* _What is needed_: Look for the word "parameters" in the entries and copy every line where it shows up.

[Dataset entries]
PR #2391, opened 2026-02-22
[Distributed] Extend QuantizationModifier to support distributed activation calibration

### LINKED ISSUE #2220: Extend modifiers to support weight-parallel optimization  - QuantizationModifier

Etelis:
Closes #2220

Adds DDP support to `QuantizationModifier` for activation observer synchronization across multiple GPUs during calibration.

At `SEQUENTIAL_EPOCH_END` and `CALIBRATION_EPOCH_END`, activation observer min/max values are all-reduced across ranks. Scale/zp are then recomputed from the global statistics so all ranks have identical quantization parameters.

### Changes

- Add `synchronize()`, `recompute_qparams()`, `recompute_global_scale()` to `Observer` base class
- Add `sync_activation_observers()` to `QuantizationMixin` (shared by `QuantizationModifier` and `GPTQModifier`)
- Batch all async `dist.all_reduce` operations and wait once, matching GPTQ DDP pattern
- Remove `recompute_qparams_from_observer` from `calibration.py` (now encapsulated in Observer methods)
- Align distributed example with existing DDP patterns (`init_dist`, `get_rank_partition`)

### Runtime & Evaluation Results

Model: `Meta-Llama-3-8B-Instruct`, W8A8 (static input activations), 256 calibration samples

| Setup | Quantization Time | Speedup | Perplexity (wikitext) |
|-------|------------------:|--------:|----------------------:|
| 1x A100-80GB (baseline) | 270.1s | 1.0x | 37.51 |
| 2x A100-80GB (DDP) | 138.0s | 1.96x | 37.64 |
| 4x A100-80GB (DDP) | 72.1s | 3.75x | 36.40 |

- Near-linear scaling with GPU count
- Perplexity matches across all configurations, confirming activation observer sync produces correct quantization parameters

### Test plan

- [x] Unit tests: `pytest tests/llmcompressor/utils/test_distributed.py` (8 tests)
- [x] Multi-GPU tests: `torchrun --nproc_per_node=2 -m pytest tests/llmcompressor/modifiers/quantization/test_quantization_ddp.py` (2 tests)
- [x] End-to-end quantization + eval on 1/2/4 GPUs (see results table above)

### DIFF
--- a/.github/mergify.yml
+++ b/.github/mergify.yml
@@ -47,6 +47,11 @@ pull_request_rules:
           - files~=^[^/]+\.md$
           - files~=^docs/
           - files~=^examples/
+      - -files~=^src/
+      - -files~=^tests/
+      - -files~=^\.github/
+      - -files~=^Makefile$
+      - -files~=^pyproject\.toml$
     actions:
       label:
         add:


src/llmcompressor/utils/distributed.py
```diff
@@ -0,0 +1,194 @@
+"""
+Distributed utilities for multi-GPU (DDP) calibration and optimization.
```
kylesayrs: Consolidate with `src/llmcompressor/utils/dist.py`

src/llmcompressor/modifiers/quantization/quantization/base.py
```diff
@@ -84,21 +106,107 @@ def on_start(self, state: State, event: Event, **kwargs):
...
+            update_weight_global_scale(module)
+
+        # broadcast global_scales so all ranks can run the fuse step
+        for _, module in named_modules:
+            src_rank = module_to_rank[module]
+            broadcast_module_parameter(module, "weight_global_scale", src_rank)
+
+        # fuse global_scales (all ranks, idempotent)
+        for module in model.modules():
+            update_fused_layer_weight_global_scales(module)
```
kylesayrs: This part should be tested with NVFP4. The problem is that there may be cases where submodules which need to be fused are assigned to different ranks. This is why I suggested breaking this out for @GOavi101 to focus on.

kylesayrs: My suggestion is to do the weight calibration independently on each rank for now, and focus on the activation calibration.

src/llmcompressor/utils/distributed.py
```diff
@@ -0,0 +1,194 @@
...
+    All-reduce a tensor with MIN op across all ranks. No-op if not distributed.
+
+    :param tensor: tensor to reduce
+    :return: reduced tensor
+    """
+    if not is_distributed():
+        return tensor
+
+    device = tensor.device
+    if device.type == "cpu":
```
kylesayrs: Why does the tensor need to be moved to the gpu?
I also don't see observer values being on the cpu as a common case, I'm wondering when you ever saw this?

src/llmcompressor/utils/distributed.py
```diff
@@ -0,0 +1,194 @@
...
+        return
+
+    # NCCL requires each rank to use its own GPU
+    device = torch.device(f"cuda:{dist.get_rank()}")
+    tensor = param.data.to(device)
+    dist.broadcast(tensor, src=src_rank)
+    update_offload_parameter(module, param_name, tensor)
+
+
+def all_reduce_min(tensor: torch.Tensor) -> torch.Tensor:
```
kylesayrs: I think the code would be a bit clearer if we didn't break this function out, and instead just used `dist.all_reduce` directly.

src/llmcompressor/modifiers/quantization/quantization/base.py
```diff
@@ -84,21 +106,107 @@ def on_start(self, state: State, event: Event, **kwargs):
...
+
+        for _, module in match_named_modules(model, self.resolved_targets, self.ignore):
+            for base_name in ("input", "output", "q", "k", "v"):
+                observer = getattr(module, f"{base_name}_observer", None)
+                if observer is None:
+                    continue
+
+                # all-reduce accumulated min/max across ranks
+                if (
+                    hasattr(observer, "past_min_vals")
```
kylesayrs: Instead of having many `hasattr` calls, which is not very maintainable, consider implementing a `synchronize()` method on the observers directly. I also think that you need to synchronize global scales.

In addition, having many synchronization ops has lots of runtime cost. Consider implementing `synchronize()` with a return value of the comms, similar to the GPTQ implementation https://github.com/vllm-project/llm-compressor/blob/5f63d7a9a6ae0f9944e69ff87ea5cce31f923ae2/src/llmcompressor/modifiers/quantization/gptq/base.py#L349

src/llmcompressor/modifiers/quantization/quantization/base.py
```diff
@@ -84,21 +106,107 @@ def on_start(self, state: State, event: Event, **kwargs):
...
 
+        if event.type_ == EventType.SEQUENTIAL_EPOCH_END:
+            self._sync_activation_observers(state.model)
+
         if event.type_ == EventType.CALIBRATION_EPOCH_END:
+            self._sync_activation_observers(state.model)
             if not self.ended_:
                 self.on_end(state, None)
 
+    def _sync_activation_observers(self, model):
```
kylesayrs: I think that you'll want to implement this method on the `QuantizationMixin`, that way DDP activation calibration logic can be shared with other modifiers like `GPTQModifier`

src/llmcompressor/modifiers/quantization/calibration.py
```diff
@@ -235,6 +236,41 @@ def calibrate_value_hook(module: Module, value_states: torch.Tensor):
     calibrate_activations(module, value_states, base_name="v")
 
 
+def recompute_qparams_from_observer(module: Module, base_name: str):
```
kylesayrs: Is this function not redundant with [`call_observer`](https://github.com/vllm-project/llm-compressor/blob/5f63d7a9a6ae0f9944e69ff87ea5cce31f923ae2/src/llmcompressor/modifiers/quantization/calibration.py#L87)?

examples/big_models_with_sequential_onloading/llama3_8b_w8a8_distributed.py
```diff
@@ -0,0 +1,98 @@
...
+# Increasing the number of samples can improve accuracy.
+NUM_CALIBRATION_SAMPLES = 256
+MAX_SEQUENCE_LENGTH = 2048
+
+# Initialize distributed.
+# Usage: torchrun --nproc_per_node=2 llama3_8b_w8a8_distributed.py
+dist.init_process_group(backend="nccl")
+rank = dist.get_rank()
+world_size = dist.get_world_size()
+torch.cuda.set_device(rank)
```
kylesayrs: Please use `init_distributed` util

src/llmcompressor/utils/distributed.py
Etelis: Done. Deleted `distributed.py` entirely — all functions were either for weight partitioning (removed) or `all_reduce` wrappers (inlined into `Observer.synchronize()`). No functions needed to move to `dist.py`.

src/llmcompressor/modifiers/quantization/quantization/base.py
Etelis: Done. Removed distributed weight calibration entirely. Weight calibration now runs independently on each rank (identical results since each rank sees the full model). This avoids the NVFP4 fusion issue you flagged.

src/llmcompressor/utils/distributed.py
Etelis: Removed. The CPU-to-GPU movement and the `all_reduce` wrapper are both gone — `Observer.synchronize()` now calls `dist.all_reduce` directly on the observer tensors (which are always on GPU in practice).

src/llmcompressor/utils/distributed.py
Etelis: Done. Removed `all_reduce_min`/`all_reduce_max` wrappers. `Observer.synchronize()` calls `dist.all_reduce` directly with the appropriate `ReduceOp`.

src/llmcompressor/modifiers/quantization/quantization/base.py
Etelis: Done. Added `synchronize()` on the `Observer` base class that returns a list of `dist.Work` handles (matching the GPTQ async pattern). All `all_reduce` ops are batched and waited on once via `wait_for_comms`. Also added `recompute_global_scale()` and `recompute_qparams()` to encapsulate the recomputation from accumulated state. Memoryless observers (no `past_*` attributes) return empty list/None automatically via `getattr` with defaults.

src/llmcompressor/modifiers/quantization/quantization/base.py
Etelis: Done. `sync_activation_observers()` is now on `QuantizationMixin`, so both `QuantizationModifier` and `GPTQModifier` can use it.

src/llmcompressor/modifiers/quantization/calibration.py
Etelis: Not directly redundant — `call_observer` needs a tensor value to run the forward pass through the observer, while `recompute_qparams_from_observer` recomputes scale/zp from already-accumulated `past_min_vals`/`past_max_vals` state (needed after DDP sync). Removed `recompute_qparams_from_observer` and moved the logic into `Observer.recompute_qparams()` and `Observer.recompute_global_scale()` methods instead.

examples/big_models_with_sequential_onloading/llama3_8b_w8a8_distributed.py
Etelis: Done. Example now uses `init_dist()` from `compressed_tensors.offload`, along with `load_offloaded_model()`, `get_rank_partition()`, and `dispatch_model()` — matching the existing `llama3_ddp_example.py` pattern.

Etelis:
All review comments have been addressed:

- Removed distributed weight calibration — weight calibration runs identically on each rank
- Focus is exclusively on activation observer synchronization
- `synchronize()`, `recompute_qparams()`, `recompute_global_scale()` added to `Observer` base class
- `sync_activation_observers()` moved to `QuantizationMixin` (shared with `GPTQModifier`)
- All async `all_reduce` ops batched + waited once via `wait_for_comms()` (GPTQ pattern)
- Deleted `distributed.py`, removed `all_reduce_min`/`all_reduce_max` wrappers, removed CPU-to-GPU tensor movement
- Removed `recompute_qparams_from_observer` from `calibration.py`
- Example uses `init_dist()`, `get_rank_partition()`, `load_offloaded_model()`

**Runtime & eval results added to PR description** (Llama-3-8B, W8A8 static activations, 256 samples, A100-80GB):

| Setup | Time | Speedup | Perplexity (wikitext) |
|-------|-----:|--------:|----------------------:|
| 1x GPU | 270.1s | 1.0x | 37.51 |
| 2x GPU (DDP) | 138.0s | 1.96x | 37.64 |
| 4x GPU (DDP) | 72.1s | 3.75x | 36.40 |

src/llmcompressor/modifiers/quantization/quantization/base.py
Etelis: Done. Weight calibration now runs identically on every rank — no partitioning or broadcasting. PR focuses exclusively on activation observer synchronization.

src/llmcompressor/observers/base.py
```diff
@@ -133,6 +134,63 @@ def _get_module_param(self, name: str) -> Optional[torch.nn.Parameter]:
...
+
+        :return: list of async communication handles
+        """
+        comms = []
+        for attr, op in [
+            ("past_min_vals", dist.ReduceOp.MIN),
+            ("past_max_vals", dist.ReduceOp.MAX),
+            ("past_global_min_vals", dist.ReduceOp.MIN),
+            ("past_global_max_vals", dist.ReduceOp.MAX),
+        ]:
```
kylesayrs, line 153: I agree that I think this approach is more elegant than reimplementing for each subclass

src/llmcompressor/modifiers/quantization/quantization/base.py
```diff
@@ -95,7 +100,11 @@ def on_event(self, state: State, event: Event, **kwargs):
             if not self.started_:
                 self.on_start(state, None)
 
+        if event.type_ == EventType.SEQUENTIAL_EPOCH_END:
+            QuantizationMixin.sync_activation_observers(self, state.model)
```
kylesayrs, line 104: I think we'll need to add these to GPTQ and AWQ, right?

src/llmcompressor/observers/base.py
```diff
@@ -133,6 +134,63 @@ def _get_module_param(self, name: str) -> Optional[torch.nn.Parameter]:
...
+            val = getattr(self, attr, None)
+            if val is not None:
+                comms.append(dist.all_reduce(val, op=op, async_op=True))
```
HDCharles: Think we need the fp8 trick here from GPTQ base.py

src/llmcompressor/observers/base.py
HDCharles: dont we need to do this for every subclass? this strategy only makes sense for an single observer: static_minmax

memoryless_minmax and memoryless_mse it also works i guess, because they don't have any of those values

minmax (moving average) and mse (moving average) - it makes no sense, you probably need to average across ranks, though it wouldn't be hard in theory to do:

$$f(x_0,...,x_{n-1}) = w*\sum_{i=0}^{n-1} x_i(1-w)^{n-1-i}$$ (rank 0 avg)
$$f(x_n,...,x_{2n-1}=w*\sum_{i=n}^{2n-1} x_i(1-w)^{2n-1-i}$$ (rank 1 avg)
$$f(x_0,...,x_{2n-1}) = w*\sum_{i=0}^{2n-1} x_i(1-w)^{2n-1-i}$$ (alldata avg)
$$= (1-w)^{n} w \sum_{i=0}^{n-1} x_i(1-w)^{n-1-i} + w\sum_{i=n}^{2n-1} x_i(1-w)^{2n-1-i} $$
$$= f(x_0,...,x_{n-1})(1-w)^n + f(x_n,...,x_{2n-1})$$ accumulate in terms of rank averages

HDCharles: Yeah let's just average for now

Etelis:
@HDCharles Thanks for the feedback! Addressed both points in the latest push:

1. Added `_all_reduce_fp8_safe()` — upcasts FP8 tensors to float32 before NCCL all-reduce, then casts back. Used by all observer `synchronize()` calls.

2.`MovingAverageObserverBase` now overrides `synchronize()` with a SUM all-reduce + divide by `world_size`. The base `Observer.synchronize()` still uses MIN/MAX for static observers.

Both tests pass on 2x A100 via `torchrun --nproc_per_node=2`.

src/llmcompressor/observers/base.py
```diff
@@ -142,3 +200,37 @@ def _check_has_global_scale(self, global_scale: Optional[torch.nn.Parameter]):
...
+
+    Returns a list of async work handles. For FP8 tensors the reduction is
+    performed synchronously (upcast -> reduce -> downcast) so the returned
+    list is empty.
+
+    :param tensor: tensor to reduce **in-place**
+    :param op: reduction operation
+    :return: list of async communication handles
+    """
+    if tensor.dtype in _FP8_DTYPES:
```
HDCharles: you don't need to reimplement this, can just use as_broadcastable

e.g. https://github.com/vllm-project/llm-compressor/blob/cf3bd6463e8d471ad6c8cc20a6a9b053c178e555/src/llmcompressor/modifiers/gptq/base.py#L361

src/llmcompressor/observers/moving_base.py
```diff
@@ -97,6 +98,52 @@ def get_global_min_max(self, observed: torch.Tensor) -> MinMaxTuple:
...
+            val = getattr(self, attr, None)
+            if val is not None:
+                comms.extend(_all_reduce_fp8_safe(val, op=dist.ReduceOp.SUM))
+
+        # After the SUM completes we divide by world_size to get the average.
+        # Store the divisor so _finalize_synchronize can apply it.
+        self._sync_world_size = world_size
+        return comms
+
+    def finalize_synchronize(self):
```
HDCharles: Is this needed, can't you do the division before comms?

src/llmcompressor/observers/base.py
```diff
@@ -142,3 +200,37 @@ def _check_has_global_scale(self, global_scale: Optional[torch.nn.Parameter]):
...
+        orig_dtype = tensor.dtype
+        fp32 = tensor.float()
```
HDCharles: Incidentally I'm fairly sure this won't actually work because .float isn't a view

Etelis:
Thanks for the latest round of feedback! Addressed all three points:

src/llmcompressor/observers/moving_base.py
```diff
@@ -97,6 +99,33 @@ def get_global_min_max(self, observed: torch.Tensor) -> MinMaxTuple:
...
+            "past_max_vals",
+            "past_global_min_vals",
+            "past_global_max_vals",
+        ):
+            val = getattr(self, attr, None)
+            if val is not None:
+                val.div_(world_size)
+                comms.append(
+                    dist.all_reduce(
+                        as_broadcastable(val), op=dist.ReduceOp.SUM, async_op=True
```
kylesayrs: This is meant to be an average, right?

```suggestion
                        as_broadcastable(val), op=dist.ReduceOp.AVG, async_op=True
```

kylesayrs:
Looks good to me! Please use an average when synchronizing moving average observers across ranks

Issue #2374, opened 2026-02-17
add prefetch to intermediates cache


HDCharles:
https://github.com/vllm-project/llm-compressor/pull/2349 looks sweet, lets do that for intermediates cache

HDCharles:
@GOavi101

GOavi101:
sure

PR #2392, opened 2026-02-22
Feature/intermediates cache prefetch

GOavi101:
Optional prefetch was added to the intermediates cache and wired into AWQ when offloading.
IntermediatesCache
New method iter_prefetch() iterates over batches like iter() but prefetches the next batch in a background thread so onload from the offload device overlaps with use of the current batch, reducing wall‑clock time when offloading to CPU.
**AWQ**
When offload_device is set, _run_samples() uses cache.iter_prefetch() instead of the cache iterator so CPU→device onload overlaps with the forward pass over cached parent args during smoothing.
**Tests**
Two tests were added: one that prefetch yields the same batches as iter(), and one that prefetch on an empty cache yields nothing. No new public API; prefetch is used automatically when AWQ offloads.

Fix: #2374


HDCharles:
Looks good, probably want the same gating as the other pr and also probably want to unify the two to use the same util and make the tests be specific to the shared functionality.

HDCharles (changes requested):
see comment

tests/llmcompressor/pipelines/test_cache.py
```diff
@@ -53,6 +53,53 @@ def test_initialization(sample_dataloader):
...
+        return all(deep_equal(a[k], b[k]) for k in a)
+
+    via_iter = list(sample_cache.iter())
+    via_prefetch = list(sample_cache.iter_prefetch())
+    assert len(via_iter) == len(via_prefetch)
+    for i, (b_iter, b_prefetch) in enumerate(zip(via_iter, via_prefetch)):
+        assert batch_dicts_equal(b_iter, b_prefetch), f"batch {i} differs"
+
+
+def deep_equal(a, b) -> bool:
```
HDCharles: why is this moved? better to leave it where it was

src/llmcompressor/modifiers/awq/base.py
```diff
@@ -138,6 +138,10 @@ class AWQModifier(Modifier, QuantizationMixin):
         requirements but requires more time to move data between cpu and execution
         device. Defaults to None, so cached args are not offloaded. Consider setting
         to torch.device("cpu") if you are encountering OOM errors
+    :param prefetch: when offloading, prefetch the next batch in a background thread
```
HDCharles: since both prefetches were merged together, this is probably best done on a global level, i.e. we can get rid of the gating from here and use teh one in data args and make that one global

src/llmcompressor/pipelines/sequential/pipeline.py
```diff
@@ -40,25 +39,18 @@ def _get_batches(
...
-            yield batch_idx, inputs
+    batch_source = (
+        activations.iter_prefetch(input_names)
+        if use_prefetch
+        else activations.iter(input_names)
+    )
+    for batch_idx, inputs in tqdm(
+        enumerate(batch_source), total=num_batches, desc=desc
+    ):
+        yield batch_idx, inputs
```
HDCharles, line 53: nice consolidation

tests/llmcompressor/pipelines/test_cache.py
GOavi101: sure

src/llmcompressor/modifiers/awq/base.py
GOavi101: sure

tests/llmcompressor/pipelines/test_cache.py
HDCharles: This is still moved and adds a bunch of line changes that will alter the blame and history for no reason

tests/llmcompressor/pipelines/test_cache.py
```diff
@@ -41,6 +41,30 @@ def sample_cache(sample_dataloader):
 ]
 
 
+def deep_equal(a, b) -> bool:
```
HDCharles: once you get rid of these line changes, we'll be good to land

src/llmcompressor/pipelines/sequential/pipeline.py
```diff
@@ -139,14 +131,16 @@ def __call__(
             else:
                 session.state.loss_masks = None
 
+            use_prefetch = getattr(dataset_args, "sequential_prefetch", False)
```
brian-dellabetta: nit -- I prefer we use a single config var name for this for consistency

GOavi101:
```
import time

import torch

from llmcompressor.pipelines.cache import IntermediatesCache

N_BATCHES = 32
BATCH_SHAPE = (1, 2048, 4096)  # LLaMA-3 8B hidden states
N_WARMUP = 3
N_RUNS = 10

# Tensors must be created on CUDA so _offload_value records onload_device=cuda
# and iter_prefetch() performs real H2D transfers in the background thread.
# Creating on CPU would make onload a no-op (CPU->CPU) and show no difference.
print(f"Building cache: {N_BATCHES} x {BATCH_SHAPE} (CUDA -> offload to pinned CPU)")
cache = IntermediatesCache.empty(N_BATCHES, torch.device("cpu"))
for i in range(N_BATCHES):
    cache.update(i, {"hidden_states": torch.randn(*BATCH_SHAPE, device="cuda")})

# Simulate a subgraph forward pass
model = torch.nn.Linear(4096, 4096, bias=False).cuda().to(torch.float16)


def consume(iterator):
    for batch in iterator:
        x = batch["hidden_states"].to(torch.float16)  # already on CUDA
        with torch.no_grad():
            _ = model(x)
    torch.cuda.synchronize()


def bench(label, fn, warmup=N_WARMUP, runs=N_RUNS):
    for _ in range(warmup):
        consume(fn())
    torch.cuda.synchronize()
    t0 = time.perf_counter()
    for _ in range(runs):
        consume(fn())
    torch.cuda.synchronize()
    elapsed = (time.perf_counter() - t0) / runs * 1000
    print(f"  {label:30s}: {elapsed:.1f} ms / iteration")


print("\n=== Results ===")
bench("iter (baseline)", cache.iter)
bench("iter_prefetch   ", cache.iter_prefetch)
```


Run | baseline | prefetch | speedup
-- | -- | -- | --
1 | 54.0ms | 43.6ms | 1.24x
2 | 54.0ms | 43.6ms | 1.24x
3 | 53.9ms | 43.5ms | 1.24x

HDCharles:
@brian-dellabetta no I haven't, at some point i'm going to go through and look at all our performance changes like sequential prefetch and see if its safe to enable by default and do e2e tests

* _Result for this exercise_:
At `SEQUENTIAL_EPOCH_END` and `CALIBRATION_EPOCH_END`, activation observer min/max values are all-reduced across ranks. Scale/zp are then recomputed from the global statistics so all ranks have identical quantization parameters.
- Perplexity matches across all configurations, confirming activation observer sync produces correct quantization parameters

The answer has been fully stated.